Issue #1011, opened 2016-11-23
IndexError: list index out of range


chris13524:
When I go to the status page, I get the "something went wrong exception". When I run the script manually (`management/status_checks.py`), I get the following output:

```
root@box:~# /root/mailinabox/management/status_checks.py

System
======
✓  All system services are running.
✓  SSH disallows password-based login.
✓  System software is up to date.
✓  Mail-in-a-Box is up to date. You are running version v0.20.
✖  You must add a mail alias for administrator@box.neonorb.com which directs email to you or another administrator.
✓  The disk has 11.7 GB space remaining.
✓  System memory is 39% free.

Network
=======
✓  Outbound mail (SMTP port 25) is not blocked.
✓  IP address is not blacklisted by zen.spamhaus.org.
multiprocessing.pool.RemoteTraceback: 
"""
Traceback (most recent call last):
  File "/usr/lib/python3.4/multiprocessing/pool.py", line 119, in worker
    result = (True, func(*args, **kwds))
  File "/usr/lib/python3.4/multiprocessing/pool.py", line 47, in starmapstar
    return list(itertools.starmap(args[0], args[1]))
  File "/root/mailinabox/management/status_checks.py", line 315, in run_domain_checks_on_domain
    check_mail_domain(domain, env, output)
  File "/root/mailinabox/management/status_checks.py", line 577, in check_mail_domain
    mxhost = mx.split('; ')[0].split(' ')[1]
IndexError: list index out of range
"""

The above exception was the direct cause of the following exception:

Traceback (most recent call last):
  File "/root/mailinabox/management/status_checks.py", line 944, in <module>
    run_checks(False, env, ConsoleOutput(), pool)
  File "/root/mailinabox/management/status_checks.py", line 42, in run_checks
    run_domain_checks(rounded_values, env, output, pool)
  File "/root/mailinabox/management/status_checks.py", line 288, in run_domain_checks
    ret = pool.starmap(run_domain_checks_on_domain, args, chunksize=1)
  File "/usr/lib/python3.4/multiprocessing/pool.py", line 268, in starmap
    return self._map_async(func, iterable, starmapstar, chunksize).get()
  File "/usr/lib/python3.4/multiprocessing/pool.py", line 599, in get
    raise self._value
IndexError: list index out of range
```

acs-ferreira:
Can you try 0.21 (master branch): https://github.com/mail-in-a-box/mailinabox/tree/master

[...]

Issue #1904, opened 2021-01-14
Status Check fails after Switching DNS to MiaB Server


Syc0nd:
Hello everybody,
During the installation I used an external DNS server and made all entries manually. There was no problem.

But I have now switched the DNS server to my MiaB server and now I get the error message during the status check: Something went wrong, sorry.

When I run the status check via SSH, I get the following message:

#### Work task:
Given the listing, work out the number of lines in which the word "Issue" is found, and supply only that number.

#### Exercise output:
2